Records from a collection
>>>

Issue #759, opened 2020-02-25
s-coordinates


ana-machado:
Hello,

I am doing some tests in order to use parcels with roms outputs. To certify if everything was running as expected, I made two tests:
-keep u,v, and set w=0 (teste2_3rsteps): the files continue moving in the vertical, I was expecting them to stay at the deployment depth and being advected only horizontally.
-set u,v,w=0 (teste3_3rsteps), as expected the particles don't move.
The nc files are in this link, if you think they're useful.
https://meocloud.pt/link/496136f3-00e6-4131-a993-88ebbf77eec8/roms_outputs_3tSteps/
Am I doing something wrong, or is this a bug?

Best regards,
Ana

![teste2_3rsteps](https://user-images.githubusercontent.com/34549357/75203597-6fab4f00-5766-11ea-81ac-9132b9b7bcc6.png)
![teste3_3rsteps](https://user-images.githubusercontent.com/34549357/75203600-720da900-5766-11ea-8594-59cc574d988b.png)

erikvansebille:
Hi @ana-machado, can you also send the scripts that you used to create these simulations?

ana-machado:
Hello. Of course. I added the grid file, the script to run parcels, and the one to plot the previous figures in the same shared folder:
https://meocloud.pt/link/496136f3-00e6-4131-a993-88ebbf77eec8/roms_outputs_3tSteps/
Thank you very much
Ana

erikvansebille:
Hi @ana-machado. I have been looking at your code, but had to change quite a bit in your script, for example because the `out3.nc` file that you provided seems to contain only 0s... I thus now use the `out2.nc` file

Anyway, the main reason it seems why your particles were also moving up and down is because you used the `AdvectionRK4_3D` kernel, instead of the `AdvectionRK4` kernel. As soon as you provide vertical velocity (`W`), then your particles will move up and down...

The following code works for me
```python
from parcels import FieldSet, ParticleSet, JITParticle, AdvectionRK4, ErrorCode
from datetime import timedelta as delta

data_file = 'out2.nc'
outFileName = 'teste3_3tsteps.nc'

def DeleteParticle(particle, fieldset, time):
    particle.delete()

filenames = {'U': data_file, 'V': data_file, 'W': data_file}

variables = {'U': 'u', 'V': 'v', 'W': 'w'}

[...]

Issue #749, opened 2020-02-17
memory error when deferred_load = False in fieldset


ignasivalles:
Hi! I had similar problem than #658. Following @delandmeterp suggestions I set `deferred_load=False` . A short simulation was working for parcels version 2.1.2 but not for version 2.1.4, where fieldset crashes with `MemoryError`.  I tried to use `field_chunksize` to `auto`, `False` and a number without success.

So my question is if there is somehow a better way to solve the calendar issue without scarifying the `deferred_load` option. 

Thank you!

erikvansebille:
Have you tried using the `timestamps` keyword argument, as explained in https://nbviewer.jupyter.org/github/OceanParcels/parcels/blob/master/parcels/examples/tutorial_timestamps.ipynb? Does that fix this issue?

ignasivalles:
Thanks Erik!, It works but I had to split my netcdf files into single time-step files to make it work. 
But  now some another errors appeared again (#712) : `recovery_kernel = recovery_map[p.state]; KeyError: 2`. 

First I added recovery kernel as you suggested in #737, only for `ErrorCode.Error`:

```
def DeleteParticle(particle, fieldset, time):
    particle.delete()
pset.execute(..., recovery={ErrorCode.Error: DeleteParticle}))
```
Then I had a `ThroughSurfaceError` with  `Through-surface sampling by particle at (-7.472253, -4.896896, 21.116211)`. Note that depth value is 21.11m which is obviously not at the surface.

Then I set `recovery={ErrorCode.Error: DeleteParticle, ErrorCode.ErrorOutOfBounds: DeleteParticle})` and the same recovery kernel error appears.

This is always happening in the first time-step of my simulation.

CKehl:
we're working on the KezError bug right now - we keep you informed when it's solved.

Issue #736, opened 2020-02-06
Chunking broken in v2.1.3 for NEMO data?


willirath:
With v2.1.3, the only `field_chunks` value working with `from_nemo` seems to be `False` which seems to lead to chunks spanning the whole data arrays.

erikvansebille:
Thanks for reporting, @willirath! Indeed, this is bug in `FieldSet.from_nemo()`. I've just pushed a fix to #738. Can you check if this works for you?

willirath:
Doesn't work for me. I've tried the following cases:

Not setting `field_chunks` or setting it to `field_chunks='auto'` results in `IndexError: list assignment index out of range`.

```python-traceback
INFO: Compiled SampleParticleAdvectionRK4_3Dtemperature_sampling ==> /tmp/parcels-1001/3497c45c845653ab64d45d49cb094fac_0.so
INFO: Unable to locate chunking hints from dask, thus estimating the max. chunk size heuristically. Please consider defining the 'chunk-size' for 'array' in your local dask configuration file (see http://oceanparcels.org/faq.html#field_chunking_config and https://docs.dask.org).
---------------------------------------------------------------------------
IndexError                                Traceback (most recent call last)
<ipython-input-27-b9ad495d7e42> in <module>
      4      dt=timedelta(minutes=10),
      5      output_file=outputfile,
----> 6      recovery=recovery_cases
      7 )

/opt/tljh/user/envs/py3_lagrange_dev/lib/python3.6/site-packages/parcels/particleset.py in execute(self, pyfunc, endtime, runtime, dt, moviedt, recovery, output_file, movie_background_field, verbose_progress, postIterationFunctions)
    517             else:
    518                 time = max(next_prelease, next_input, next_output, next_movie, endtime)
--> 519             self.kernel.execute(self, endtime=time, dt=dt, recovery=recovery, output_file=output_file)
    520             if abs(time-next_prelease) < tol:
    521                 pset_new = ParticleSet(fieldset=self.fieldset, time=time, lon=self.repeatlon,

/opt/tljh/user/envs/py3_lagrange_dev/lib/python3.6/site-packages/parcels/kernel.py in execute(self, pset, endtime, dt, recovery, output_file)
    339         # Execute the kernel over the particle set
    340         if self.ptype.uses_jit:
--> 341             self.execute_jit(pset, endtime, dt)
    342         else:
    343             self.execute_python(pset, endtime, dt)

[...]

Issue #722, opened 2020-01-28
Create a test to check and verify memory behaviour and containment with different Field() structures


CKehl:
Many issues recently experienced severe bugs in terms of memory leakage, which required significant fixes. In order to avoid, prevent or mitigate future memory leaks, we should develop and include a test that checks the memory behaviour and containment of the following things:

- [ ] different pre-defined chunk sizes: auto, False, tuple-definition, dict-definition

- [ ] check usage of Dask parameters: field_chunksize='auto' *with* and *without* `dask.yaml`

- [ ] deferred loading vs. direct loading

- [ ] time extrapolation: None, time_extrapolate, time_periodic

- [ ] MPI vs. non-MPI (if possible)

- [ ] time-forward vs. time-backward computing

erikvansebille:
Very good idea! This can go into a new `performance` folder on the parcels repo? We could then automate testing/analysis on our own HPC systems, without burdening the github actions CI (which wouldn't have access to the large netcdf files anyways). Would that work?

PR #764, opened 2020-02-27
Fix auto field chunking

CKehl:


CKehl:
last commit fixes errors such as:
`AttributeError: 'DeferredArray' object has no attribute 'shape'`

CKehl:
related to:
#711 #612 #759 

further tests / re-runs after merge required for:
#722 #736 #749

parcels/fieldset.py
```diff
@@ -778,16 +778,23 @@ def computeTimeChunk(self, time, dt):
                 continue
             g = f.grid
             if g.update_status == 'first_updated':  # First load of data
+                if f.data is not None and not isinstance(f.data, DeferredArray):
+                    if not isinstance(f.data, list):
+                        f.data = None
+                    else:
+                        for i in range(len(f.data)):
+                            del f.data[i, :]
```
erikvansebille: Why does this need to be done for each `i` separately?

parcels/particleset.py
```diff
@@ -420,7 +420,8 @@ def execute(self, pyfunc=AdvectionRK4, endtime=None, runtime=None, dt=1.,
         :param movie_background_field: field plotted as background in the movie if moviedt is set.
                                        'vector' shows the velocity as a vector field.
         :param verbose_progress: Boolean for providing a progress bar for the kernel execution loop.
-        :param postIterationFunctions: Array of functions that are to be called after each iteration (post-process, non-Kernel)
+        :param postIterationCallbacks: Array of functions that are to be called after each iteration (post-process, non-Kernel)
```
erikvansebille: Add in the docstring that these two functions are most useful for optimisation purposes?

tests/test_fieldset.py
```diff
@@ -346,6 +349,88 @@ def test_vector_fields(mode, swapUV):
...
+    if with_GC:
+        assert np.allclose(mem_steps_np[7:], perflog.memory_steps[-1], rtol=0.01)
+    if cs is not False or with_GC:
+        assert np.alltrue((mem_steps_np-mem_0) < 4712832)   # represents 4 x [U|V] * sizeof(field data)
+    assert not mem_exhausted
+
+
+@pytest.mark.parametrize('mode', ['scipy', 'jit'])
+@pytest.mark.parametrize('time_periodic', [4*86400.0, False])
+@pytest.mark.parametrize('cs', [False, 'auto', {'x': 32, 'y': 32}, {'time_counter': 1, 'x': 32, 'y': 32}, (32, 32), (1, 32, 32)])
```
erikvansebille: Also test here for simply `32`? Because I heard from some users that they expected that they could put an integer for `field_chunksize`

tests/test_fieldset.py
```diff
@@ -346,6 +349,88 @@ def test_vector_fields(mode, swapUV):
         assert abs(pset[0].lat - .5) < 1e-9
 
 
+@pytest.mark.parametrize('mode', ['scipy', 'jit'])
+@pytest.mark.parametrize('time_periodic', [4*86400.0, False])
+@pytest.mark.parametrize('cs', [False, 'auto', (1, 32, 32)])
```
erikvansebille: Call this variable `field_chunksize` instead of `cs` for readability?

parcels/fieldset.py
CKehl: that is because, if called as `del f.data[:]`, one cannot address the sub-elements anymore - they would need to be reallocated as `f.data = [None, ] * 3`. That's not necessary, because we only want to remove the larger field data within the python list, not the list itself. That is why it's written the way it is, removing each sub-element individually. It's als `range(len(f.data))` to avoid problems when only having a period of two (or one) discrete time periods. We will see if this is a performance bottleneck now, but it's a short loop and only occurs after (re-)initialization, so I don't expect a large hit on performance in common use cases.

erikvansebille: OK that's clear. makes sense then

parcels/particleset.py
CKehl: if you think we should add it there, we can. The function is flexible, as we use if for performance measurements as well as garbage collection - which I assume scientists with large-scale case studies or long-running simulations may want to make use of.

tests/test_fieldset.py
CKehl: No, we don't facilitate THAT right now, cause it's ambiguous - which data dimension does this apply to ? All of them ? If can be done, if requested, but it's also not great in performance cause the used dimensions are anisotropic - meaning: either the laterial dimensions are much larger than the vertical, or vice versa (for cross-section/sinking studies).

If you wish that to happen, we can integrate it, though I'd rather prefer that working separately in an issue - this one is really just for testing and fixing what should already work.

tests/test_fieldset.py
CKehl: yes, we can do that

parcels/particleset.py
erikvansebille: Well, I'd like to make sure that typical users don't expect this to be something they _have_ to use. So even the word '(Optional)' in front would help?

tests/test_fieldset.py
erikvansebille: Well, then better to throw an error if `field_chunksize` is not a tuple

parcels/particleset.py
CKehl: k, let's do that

<<<
>>>

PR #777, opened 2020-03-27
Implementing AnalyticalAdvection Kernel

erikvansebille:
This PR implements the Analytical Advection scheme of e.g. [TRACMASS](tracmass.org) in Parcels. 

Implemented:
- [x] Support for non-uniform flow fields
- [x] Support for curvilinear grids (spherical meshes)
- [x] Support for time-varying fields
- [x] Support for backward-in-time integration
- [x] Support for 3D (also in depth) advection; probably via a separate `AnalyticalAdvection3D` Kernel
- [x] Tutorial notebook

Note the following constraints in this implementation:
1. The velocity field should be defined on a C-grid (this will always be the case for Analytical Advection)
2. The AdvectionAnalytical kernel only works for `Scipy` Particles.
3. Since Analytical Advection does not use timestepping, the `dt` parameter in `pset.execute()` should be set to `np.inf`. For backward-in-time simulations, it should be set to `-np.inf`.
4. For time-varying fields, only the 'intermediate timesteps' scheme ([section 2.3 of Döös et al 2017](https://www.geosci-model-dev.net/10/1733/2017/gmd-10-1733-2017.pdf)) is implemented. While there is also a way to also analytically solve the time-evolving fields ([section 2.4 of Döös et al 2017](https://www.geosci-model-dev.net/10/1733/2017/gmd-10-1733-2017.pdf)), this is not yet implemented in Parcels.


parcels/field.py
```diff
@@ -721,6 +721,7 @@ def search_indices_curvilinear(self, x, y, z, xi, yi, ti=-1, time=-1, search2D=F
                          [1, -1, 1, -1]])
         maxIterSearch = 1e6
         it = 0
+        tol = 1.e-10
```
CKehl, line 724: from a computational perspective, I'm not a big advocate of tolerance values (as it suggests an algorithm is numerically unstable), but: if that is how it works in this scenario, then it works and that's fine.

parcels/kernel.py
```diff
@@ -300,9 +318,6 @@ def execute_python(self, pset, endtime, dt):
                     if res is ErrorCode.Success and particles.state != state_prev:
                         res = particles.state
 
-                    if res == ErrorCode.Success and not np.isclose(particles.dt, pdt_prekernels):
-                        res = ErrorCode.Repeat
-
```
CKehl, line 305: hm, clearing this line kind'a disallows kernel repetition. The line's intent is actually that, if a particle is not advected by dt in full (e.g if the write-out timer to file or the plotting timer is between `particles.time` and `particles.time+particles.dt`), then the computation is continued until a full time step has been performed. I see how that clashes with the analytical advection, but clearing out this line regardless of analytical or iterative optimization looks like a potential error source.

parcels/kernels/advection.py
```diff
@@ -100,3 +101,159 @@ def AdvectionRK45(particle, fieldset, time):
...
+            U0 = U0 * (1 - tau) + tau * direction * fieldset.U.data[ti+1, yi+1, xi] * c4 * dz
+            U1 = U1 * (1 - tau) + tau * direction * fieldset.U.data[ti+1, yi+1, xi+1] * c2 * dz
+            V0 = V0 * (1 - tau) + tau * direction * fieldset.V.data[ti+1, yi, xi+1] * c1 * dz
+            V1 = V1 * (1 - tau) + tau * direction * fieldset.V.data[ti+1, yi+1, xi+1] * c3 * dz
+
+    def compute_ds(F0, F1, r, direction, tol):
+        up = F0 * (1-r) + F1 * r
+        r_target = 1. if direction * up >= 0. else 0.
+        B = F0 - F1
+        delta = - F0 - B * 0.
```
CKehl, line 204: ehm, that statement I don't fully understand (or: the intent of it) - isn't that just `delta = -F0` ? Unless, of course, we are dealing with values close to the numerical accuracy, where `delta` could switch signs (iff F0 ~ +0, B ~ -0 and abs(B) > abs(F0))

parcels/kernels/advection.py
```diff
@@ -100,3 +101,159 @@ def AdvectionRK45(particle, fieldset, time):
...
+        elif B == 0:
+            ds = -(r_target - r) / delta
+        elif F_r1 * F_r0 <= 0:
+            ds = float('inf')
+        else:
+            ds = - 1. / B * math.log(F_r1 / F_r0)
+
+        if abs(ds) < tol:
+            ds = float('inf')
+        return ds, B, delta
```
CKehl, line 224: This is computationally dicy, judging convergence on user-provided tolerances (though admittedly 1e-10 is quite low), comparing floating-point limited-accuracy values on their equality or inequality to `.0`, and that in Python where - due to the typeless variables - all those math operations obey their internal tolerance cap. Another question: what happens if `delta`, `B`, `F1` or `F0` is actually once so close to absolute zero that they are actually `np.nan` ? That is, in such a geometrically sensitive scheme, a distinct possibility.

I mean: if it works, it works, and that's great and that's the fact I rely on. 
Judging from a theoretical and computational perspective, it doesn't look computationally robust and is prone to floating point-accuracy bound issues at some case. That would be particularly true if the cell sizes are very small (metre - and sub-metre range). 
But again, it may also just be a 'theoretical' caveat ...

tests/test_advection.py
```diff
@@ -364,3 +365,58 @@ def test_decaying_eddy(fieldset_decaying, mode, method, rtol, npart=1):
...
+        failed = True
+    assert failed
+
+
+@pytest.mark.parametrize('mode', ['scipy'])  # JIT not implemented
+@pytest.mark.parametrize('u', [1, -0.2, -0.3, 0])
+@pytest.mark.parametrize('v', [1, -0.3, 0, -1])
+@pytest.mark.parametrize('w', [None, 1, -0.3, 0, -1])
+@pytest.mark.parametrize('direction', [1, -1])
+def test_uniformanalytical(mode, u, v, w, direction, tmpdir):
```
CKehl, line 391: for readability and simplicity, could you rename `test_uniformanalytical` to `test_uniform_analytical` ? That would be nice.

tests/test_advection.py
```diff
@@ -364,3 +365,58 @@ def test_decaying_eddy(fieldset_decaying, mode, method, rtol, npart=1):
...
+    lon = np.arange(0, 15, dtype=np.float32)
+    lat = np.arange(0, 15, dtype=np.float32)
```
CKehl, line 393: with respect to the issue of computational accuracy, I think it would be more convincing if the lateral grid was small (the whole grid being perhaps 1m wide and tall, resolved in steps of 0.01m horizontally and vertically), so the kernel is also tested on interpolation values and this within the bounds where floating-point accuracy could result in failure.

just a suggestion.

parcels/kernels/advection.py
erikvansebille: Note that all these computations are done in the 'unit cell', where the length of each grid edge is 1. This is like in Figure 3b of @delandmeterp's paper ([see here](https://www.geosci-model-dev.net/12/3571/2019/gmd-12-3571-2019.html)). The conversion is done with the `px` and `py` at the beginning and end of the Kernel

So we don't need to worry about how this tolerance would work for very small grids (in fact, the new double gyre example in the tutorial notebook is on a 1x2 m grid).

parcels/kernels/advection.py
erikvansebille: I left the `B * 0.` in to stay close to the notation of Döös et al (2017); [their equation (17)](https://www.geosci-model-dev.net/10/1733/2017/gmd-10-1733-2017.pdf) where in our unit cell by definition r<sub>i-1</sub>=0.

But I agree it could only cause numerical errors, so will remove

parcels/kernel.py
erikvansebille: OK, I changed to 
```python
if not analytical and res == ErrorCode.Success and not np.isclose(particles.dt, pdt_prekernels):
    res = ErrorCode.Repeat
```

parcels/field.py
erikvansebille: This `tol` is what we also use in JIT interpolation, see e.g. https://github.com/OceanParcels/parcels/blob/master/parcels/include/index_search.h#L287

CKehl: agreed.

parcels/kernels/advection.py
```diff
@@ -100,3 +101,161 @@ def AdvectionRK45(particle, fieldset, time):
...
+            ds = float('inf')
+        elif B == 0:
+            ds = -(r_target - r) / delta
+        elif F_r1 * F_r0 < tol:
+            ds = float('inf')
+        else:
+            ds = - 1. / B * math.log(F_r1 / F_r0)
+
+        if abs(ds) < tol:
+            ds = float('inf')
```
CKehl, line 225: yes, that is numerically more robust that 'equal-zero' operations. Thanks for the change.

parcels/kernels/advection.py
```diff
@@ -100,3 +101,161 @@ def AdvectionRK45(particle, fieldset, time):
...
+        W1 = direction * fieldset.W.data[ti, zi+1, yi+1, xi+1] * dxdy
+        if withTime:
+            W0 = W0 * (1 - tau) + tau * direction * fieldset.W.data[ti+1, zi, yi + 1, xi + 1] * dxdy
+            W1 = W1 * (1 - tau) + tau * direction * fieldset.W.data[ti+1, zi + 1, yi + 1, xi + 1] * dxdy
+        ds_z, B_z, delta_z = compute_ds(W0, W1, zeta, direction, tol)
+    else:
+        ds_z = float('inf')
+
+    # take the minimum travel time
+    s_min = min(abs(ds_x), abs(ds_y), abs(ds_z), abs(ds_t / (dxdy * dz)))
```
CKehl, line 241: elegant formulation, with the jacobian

<<<
>>>

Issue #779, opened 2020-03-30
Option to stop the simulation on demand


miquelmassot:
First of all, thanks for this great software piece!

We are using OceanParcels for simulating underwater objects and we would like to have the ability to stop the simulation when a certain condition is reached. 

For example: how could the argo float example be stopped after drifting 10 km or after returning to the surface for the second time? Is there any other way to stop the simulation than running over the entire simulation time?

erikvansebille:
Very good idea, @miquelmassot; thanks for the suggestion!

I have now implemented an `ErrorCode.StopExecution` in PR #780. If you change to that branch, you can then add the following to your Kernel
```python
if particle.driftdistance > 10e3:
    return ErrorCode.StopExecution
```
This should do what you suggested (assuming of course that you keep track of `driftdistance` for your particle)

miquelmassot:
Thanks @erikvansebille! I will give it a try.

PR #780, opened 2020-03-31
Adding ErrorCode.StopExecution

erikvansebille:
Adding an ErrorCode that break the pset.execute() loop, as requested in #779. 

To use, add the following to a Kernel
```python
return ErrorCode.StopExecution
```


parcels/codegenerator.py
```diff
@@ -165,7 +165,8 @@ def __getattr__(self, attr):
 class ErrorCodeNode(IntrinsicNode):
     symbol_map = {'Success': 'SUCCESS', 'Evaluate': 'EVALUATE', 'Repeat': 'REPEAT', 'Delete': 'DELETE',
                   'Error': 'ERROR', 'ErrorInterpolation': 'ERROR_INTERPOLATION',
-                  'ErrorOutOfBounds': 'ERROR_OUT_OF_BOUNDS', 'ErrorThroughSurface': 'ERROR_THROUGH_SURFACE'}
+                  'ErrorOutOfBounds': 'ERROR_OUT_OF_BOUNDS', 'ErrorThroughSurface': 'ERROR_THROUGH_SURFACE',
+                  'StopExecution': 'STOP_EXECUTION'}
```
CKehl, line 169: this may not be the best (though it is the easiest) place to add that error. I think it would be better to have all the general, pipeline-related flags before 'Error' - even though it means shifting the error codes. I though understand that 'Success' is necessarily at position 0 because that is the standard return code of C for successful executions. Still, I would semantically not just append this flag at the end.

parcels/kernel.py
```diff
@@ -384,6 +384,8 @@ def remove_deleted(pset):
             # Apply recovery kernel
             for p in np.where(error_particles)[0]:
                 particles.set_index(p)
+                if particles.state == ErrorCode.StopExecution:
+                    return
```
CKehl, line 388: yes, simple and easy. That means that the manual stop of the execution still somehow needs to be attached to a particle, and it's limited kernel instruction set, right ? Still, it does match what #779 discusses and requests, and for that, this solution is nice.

<<<

■ Assignment ■
Filter the records above and copy every line that contains the word "isinstance".

■ The completed task ■
+                if f.data is not None and not isinstance(f.data, DeferredArray):
+                    if not isinstance(f.data, list):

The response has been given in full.